Update serialisers.py
2025-04-25 10:49:30 -05:00 · 2025-03-13 21:43:33 -07:00 · 2025-03-13 21:43:33 -07:00 · 2f02142651
commit 2f02142651
parent 7146a5f4fc
2 changed files with 51 additions and 1 deletions
--- a/src/documents/serialisers.py
+++ b/src/documents/serialisers.py
@ -226,7 +226,11 @@ class SerializerWithPerms(serializers.Serializer):
    },
 )
 class SetPermissionsSerializer(serializers.DictField):
-    pass
+    def validate_empty_values(self, data: dict | None):
+        if data is fields.empty or (data is not None and len(data) == 0):
+            # allow empty but skip the field to prevent overwriting permissions
+            raise fields.SkipField
+        return super().validate_empty_values(data)


 class OwnedObjectSerializer(
--- a/src/documents/tests/test_api_permissions.py
+++ b/src/documents/tests/test_api_permissions.py
@ -395,6 +395,52 @@ class TestApiAuth(DirectoriesMixin, APITestCase):
        self.assertTrue(checker.has_perm("view_document", doc))

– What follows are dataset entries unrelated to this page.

PR #118, opened 2019-08-19
KOGITO-35 - Kogito Data Index - Initial commit

cristianonicolai:
Depends on https://github.com/kiegroup/kogito-bom/pull/47


data-index/data-index-service/src/main/java/org/kie/kogito/index/event/KogitoCloudEvent.java
```diff
@@ -0,0 +1,243 @@
...
+
+    public static Builder builder() {
+        return new Builder();
+    }
+
+    public String getSpecVersion() {
+        return specVersion;
+    }
+
+    public void setSpecVersion(String specVersion) {
```
mswiderski: do we need setters if we have the builder?

data-index/data-index-service/src/main/java/org/kie/kogito/index/graphql/JsonPropertyDataFetcher.java
```diff
@@ -0,0 +1,53 @@
...
+            try {
+                JsonValue value = jsonObject.getValue(jsonPointer);
+                switch (value.getValueType()) {
+                    case OBJECT:
+                        return value.asJsonObject();
+                    case ARRAY:
+                        return value.asJsonArray();
+                    case NUMBER:
+                        return ((JsonNumber) value).numberValue();
+//              TODO: Confirm if booleans as returned as String or Number
```
mswiderski: so was it confirmed? ;)

data-index/data-index-service/src/main/java/org/kie/kogito/index/messaging/MessageEmitter.java
```diff
@@ -0,0 +1,28 @@
...
+
+import io.quarkus.vertx.web.Route;
+import io.smallrye.reactive.messaging.annotations.Emitter;
+import io.smallrye.reactive.messaging.annotations.Stream;
+import io.vertx.core.http.HttpMethod;
+import io.vertx.ext.web.RoutingContext;
+import org.slf4j.Logger;
+import org.slf4j.LoggerFactory;
+
+public class MessageEmitter {
```
mswiderski: is this test kind of emitter? I guess data index is just consumer and not producer of any events...

data-index/data-index-service/src/main/java/org/kie/kogito/index/service/IndexingService.java
```diff
@@ -0,0 +1,90 @@
...
+        }
+        manager.getProcessInstancesCache().put(event.getProcessInstanceId(), pi);
+    }
+
+    public void indexProcessInstanceModel(KogitoCloudEvent event) {
+        String processId = event.getRootProcessId() == null ? event.getProcessId() : event.getRootProcessId();
+        String type = getModelFromProcessId(processId);
+        if (type == null) {
+//          Unknown process type, ignore
+            LOGGER.warn("Ignoring Kogito cloud event for Process Id: {}", event.getProcessId());
```
mswiderski: maybe change it to debug instead of warning as it is not really a warning when we deal with private processes

data-index/data-index-service/src/main/java/org/kie/kogito/index/vertx/IndexingRouter.java
```diff
@@ -0,0 +1,41 @@
...
+import io.quarkus.vertx.web.Route;
+import io.vertx.core.http.HttpMethod;
+import io.vertx.ext.web.RoutingContext;
+import org.kie.kogito.index.cache.CacheService;
+import org.kie.kogito.index.event.KogitoCloudEvent;
+import org.kie.kogito.index.service.IndexingService;
+import org.slf4j.Logger;
+import org.slf4j.LoggerFactory;
+
+public class IndexingRouter {
```
mswiderski: another test related router?

data-index/data-index-service/src/main/resources/application.properties
```diff
@@ -0,0 +1,22 @@
+# Quarkus
+quarkus.log.level=INFO
+quarkus.log.console.enable=true
+quarkus.log.console.level=DEBUG
+quarkus.log.category."org.kie.kogito".level=DEBUG
+#quarkus.log.category."io.vertx".level=DEBUG
+quarkus.log.category."graphql".level=DEBUG
```
mswiderski: maybe change to info by default

data-index/data-index-service/src/main/resources/application.properties
```diff
@@ -0,0 +1,22 @@
...
+# Infinispan
+quarkus.infinispan-client.server-list=localhost:11222
+
+# Kafka
+mp.messaging.incoming.processinstance.connector=smallrye-kafka
+mp.messaging.incoming.processinstance.value.deserializer=org.kie.kogito.index.messaging.KogitoCloudEventDeserializer
+
+mp.messaging.outgoing.emitter.connector=smallrye-kafka
+mp.messaging.outgoing.emitter.topic=kogito-processinstances-events
+mp.messaging.outgoing.emitter.value.serializer=org.apache.kafka.common.serialization.StringSerializer
```
mswiderski: these are test related only, right?

data-index/data-index-service/src/main/resources/schema.graphqls
```diff
@@ -0,0 +1,55 @@
...
+  state: ProcessInstanceState!
+  endpoint: String!
+}
+
+enum ProcessInstanceState {
+  PENDING,
+  ACTIVE,
+  COMPLETED,
+  ABORTED,
+  SUSPENDED
```
mswiderski: I have an open PR to add ERROR state as well.

data-index/data-index-storage/data-index-storage-api/pom.xml
```diff
@@ -0,0 +1,25 @@
...
+    <artifactId>data-index-storage</artifactId>
+    <version>8.0.0-SNAPSHOT</version>
+  </parent>
+  <artifactId>data-index-storage-api</artifactId>
+  <name>Kogito :: Data Index Storage API</name>
+
+  <dependencies>
+    <dependency>
+      <groupId>org.glassfish</groupId>
+      <artifactId>javax.json</artifactId>
```
mswiderski: why do we need to have explicit depenency to `org.glassfish`?

data-index/data-index-storage/data-index-storage-infinispan/src/main/java/org/kie/kogito/index/infinispan/protostream/ProtoDomainModelProducer.java
```diff
@@ -0,0 +1,90 @@
...
+                case INT:
+                    return Integer.class.getName();
+                case LONG:
+                    return Long.class.getName();
+                case BOOLEAN:
+                    return Boolean.class.getName();
+                case MESSAGE:
+                    return fd.getMessageType().getFullName();
+                case STRING:
+                    //TODO Missing to map more types
```
mswiderski: shouldn't string still return `String.class.getName()`

pom.xml
```diff
@@ -57,8 +57,29 @@
...
+      </dependency>
+      <dependency>
+        <groupId>org.kie.kogito</groupId>
+        <artifactId>data-index-storage-api</artifactId>
+        <version>${project.version}</version>
+      </dependency>
+      <dependency>
+        <groupId>org.kie.kogito</groupId>
+        <artifactId>data-index-storage-infinispan</artifactId>
+        <version>${project.version}</version>
```
mswiderski: these should be moved to kogito-bom

data-index/data-index-storage/data-index-storage-infinispan/src/main/java/org/kie/kogito/index/infinispan/protostream/ProtobufService.java
```diff
@@ -0,0 +1,190 @@
...
+
+    @Inject
+    CacheService manager;
+
+    @Inject
+    FileDescriptorSource kogitoDescriptors;
+
+    @Inject
+    @ConfigProperty(name = "kogito.protobuf.folder")
+    Optional<String> protoFiles;
```
mswiderski: so there is no watcher service attached to the folder, right?

data-index/data-index-service/src/main/resources/application.properties
```diff
@@ -0,0 +1,22 @@
...
+# Vert.x
+quarkus.vertx-http.port=8180
+quarkus.vertx-http.test-port=8181
+
+# Infinispan
+quarkus.infinispan-client.server-list=localhost:11222
+
+# Kafka
+mp.messaging.incoming.processinstance.connector=smallrye-kafka
+mp.messaging.incoming.processinstance.value.deserializer=org.kie.kogito.index.messaging.KogitoCloudEventDeserializer
```
mswiderski: to make it work out of the box I had to replace above two lines with

```
mp.messaging.incoming.kogito-processinstances-events.connector=smallrye-kafka
mp.messaging.incoming.kogito-processinstances-events.topic=kogito-processinstances-events
mp.messaging.incoming.kogito-processinstances-events.value.deserializer=org.kie.kogito.index.messaging.KogitoCloudEventDeserializer
```

data-index/data-index-service/src/main/java/org/kie/kogito/index/messaging/MessageEmitter.java
cristianonicolai: correct, just for testing

data-index/data-index-service/src/main/java/org/kie/kogito/index/event/KogitoCloudEvent.java
cristianonicolai: I see the builder just as a fluent way to build the object, some of the setters still have logic in it, so not necessarily a replacement.

data-index/data-index-service/src/main/java/org/kie/kogito/index/graphql/JsonPropertyDataFetcher.java
cristianonicolai: not yet hehe

cristianonicolai: fixed.

data-index/data-index-service/src/main/java/org/kie/kogito/index/service/IndexingService.java
cristianonicolai: done

data-index/data-index-service/src/main/java/org/kie/kogito/index/vertx/IndexingRouter.java
cristianonicolai: yep, need to integrate messaging for testing this

data-index/data-index-service/src/main/resources/application.properties
cristianonicolai: +1

data-index/data-index-service/src/main/resources/application.properties
cristianonicolai: yeah for the test emitter

data-index/data-index-service/src/main/resources/schema.graphqls
cristianonicolai: added the new status here as well.

data-index/data-index-storage/data-index-storage-api/pom.xml
cristianonicolai: moved to javax.json

data-index/data-index-storage/data-index-storage-infinispan/src/main/java/org/kie/kogito/index/infinispan/protostream/ProtoDomainModelProducer.java
cristianonicolai: it will as it falls under the default anyway.

data-index/data-index-storage/data-index-storage-infinispan/src/main/java/org/kie/kogito/index/infinispan/protostream/ProtobufService.java
cristianonicolai: yep, will handle that in a separated PR

pom.xml
cristianonicolai: done

data-index/data-index-service/src/main/resources/application.properties
cristianonicolai: hm right, I renamed I didnt update it here, just weird that it needs to set the topic name. anyway will update to match yours.

cristianonicolai:
@mswiderski regarding rootProcessInstanceId, would that an issue with the capital _I_? I got the mapping with all lowercase, see: https://github.com/cristianonicolai/kogito-runtimes/blob/index/data-index/data-index-service/src/main/java/org/kie/kogito/index/event/KogitoCloudEvent.java#L46

cristianonicolai:
the issue with using kogito.Date is that it needs to be encoded as a type and not as simple String in the JSON level. I would have to reformat the variables json to handle that before pushing into the domain cache. If we could use simple string type ( in the generated proto ) for now would be best in my opinion.

cristianonicolai:
@mswiderski to give you an example, this is how the JSON would need to look like: https://gist.github.com/cristianonicolai/c3449626ca2da52fb4176b9ce8327443
For every custom type we add, the value in json needs to encapsulate a "data" field, which maps to the attribute in the proto type;

data-index/data-index-storage/data-index-storage-infinispan/src/main/java/org/kie/kogito/index/infinispan/protostream/ProtoDomainModelProducer.java
mswiderski: then what's the point of `case STRING` then? if it goes into `default`

data-index/data-index-storage/data-index-storage-infinispan/src/main/java/org/kie/kogito/index/infinispan/protostream/ProtobufService.java
mswiderski: perfect

data-index/data-index-service/src/main/java/org/kie/kogito/index/vertx/IndexingRouter.java
mswiderski: do we want to have it in the code base or we just need to keep it for now and will be removed later on?

data-index/data-index-service/src/main/java/org/kie/kogito/index/event/KogitoCloudEvent.java
mswiderski: true, though the issue with setters is that the instance becomes mutable so might not be what we want to achieve with builder

data-index/data-index-service/src/main/resources/application.properties
mswiderski: the topic is kind of optional but allows easier abstraction and increases clarity in my opinion. The name that is referenced in code can't be easily changed but the topic could be

data-index/data-index-service/src/main/java/org/kie/kogito/index/vertx/IndexingRouter.java
cristianonicolai: my plan is to remove later on, once I find a better way to cover the end-to-end testing. That would require having the messaging setup now.

mswiderski: fair enough

data-index/data-index-service/src/main/java/org/kie/kogito/index/event/KogitoCloudEvent.java
cristianonicolai: true, I would use the constructor instead for that, but the builder would have to hold the value for all fields. Perhaps moving setter to package level instead of public would be a good compromise?

mswiderski: +1 for package level

cristianonicolai: jsob marshalling did not like the package level, will keep it public for now.

mswiderski:
@cristianonicolai works almost perfect, last remaining issue is with rootProcessinstanceid ... it's still null for me even though I see it in the event

```
  "id": "b50a3dd4-a955-49c4-a055-f30a4d768f87",
  "kogitoParentProcessinstanceId": "f8868a2e-1bbb-47eb-93cf-fa46ff9dbfee",
  "kogitoProcessId": "hotelBooking",
  "kogitoProcessinstanceId": "c2fa5c5e-3002-44c7-aef7-bce82297e3fe",
  "kogitoProcessinstanceState": "2",
  "kogitoRootProcessId": "travels",
  "kogitoRootProcessinstanceId": "f8868a2e-1bbb-47eb-93cf-fa46ff9dbfee",
  "specversion": "0.3",
  "time": "2019-08-20T21:26:02.110668+02:00[Europe/Warsaw]",
  "type": "ProcessInstanceEvent"
```

and noticed that there is no parentProcessinstanceId defined in the process instance at all, is this on purpose? I believe we need to have both parent and root instance ids

cristianonicolai:
hm ok, I missed the kogitoParentProcessinstanceId.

        self.assertIn("view_document", get_perms(group1, doc))

+    def test_patch_doesnt_remove_permissions(self):
+        """
+        GIVEN:
+            - existing document with permissions set
+        WHEN:
+            - PATCH API request to update doc that is not json
+        THEN:
+            - Object permissions are not removed
+        """
+        doc = Document.objects.create(
+            title="test",
+            mime_type="application/pdf",
+            content="this is a document",
+        )
+        user1 = User.objects.create_superuser(username="user1")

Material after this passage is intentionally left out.